PR #283, opened 2021-11-30
Test if we can call psa_crypto::init.

egrimley-arm:


egrimley-arm:
This is replaced by #346.

PR #284, opened 2021-11-30
DST

egrimley-arm:


mathias-arm:
This is going to be interesting to integrate with the future workspace. So far I have split my work into two steps:
- [First](https://github.com/mathias-arm/veracruz/compare/feature/1-runtime-manager-linux..feature/2-workspaces-linux) add workspaces
- [Second](https://github.com/mathias-arm/veracruz/compare/feature/2-workspaces-linux..feature/3-disable-tz-sgx) disable SGX/TZ and update Rust toolchain, remove as many vendored crates and version pins.

In the second part, I just commented out the `sgx` and `tz` features as well as their dependencies. This PR will have a lot of conflicts but that will be worth it.

egrimley-arm:
> * [Second](https://github.com/mathias-arm/veracruz/compare/feature/2-workspaces-linux..feature/3-disable-tz-sgx) disable SGX/TZ and update Rust toolchain, remove as many vendored crates and version pins.

That sounds like it could quite naturally be split into two stages, or even three?

I have a patch that let me build `freestanding-execution-engine` with `1.56.1`, changing `veracruz` and three other repos.

egrimley-arm:
Moved to #287.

• • • • •

## Work instruction
Set down only the lines from the line with "PR #284, opened 2021-11-30" through the last line of the data above, keeping both the first and the last.

## Response below
PR #284, opened 2021-11-30
DST

egrimley-arm:


mathias-arm:
This is going to be interesting to integrate with the future workspace. So far I have split my work into two steps:
- [First](https://github.com/mathias-arm/veracruz/compare/feature/1-runtime-manager-linux..feature/2-workspaces-linux) add workspaces
- [Second](https://github.com/mathias-arm/veracruz/compare/feature/2-workspaces-linux..feature/3-disable-tz-sgx) disable SGX/TZ and update Rust toolchain, remove as many vendored crates and version pins.

In the second part, I just commented out the `sgx` and `tz` features as well as their dependencies. This PR will have a lot of conflicts but that will be worth it.

egrimley-arm:
> * [Second](https://github.com/mathias-arm/veracruz/compare/feature/2-workspaces-linux..feature/3-disable-tz-sgx) disable SGX/TZ and update Rust toolchain, remove as many vendored crates and version pins.

That sounds like it could quite naturally be split into two stages, or even three?

I have a patch that let me build `freestanding-execution-engine` with `1.56.1`, changing `veracruz` and three other repos.

egrimley-arm:
Moved to #287.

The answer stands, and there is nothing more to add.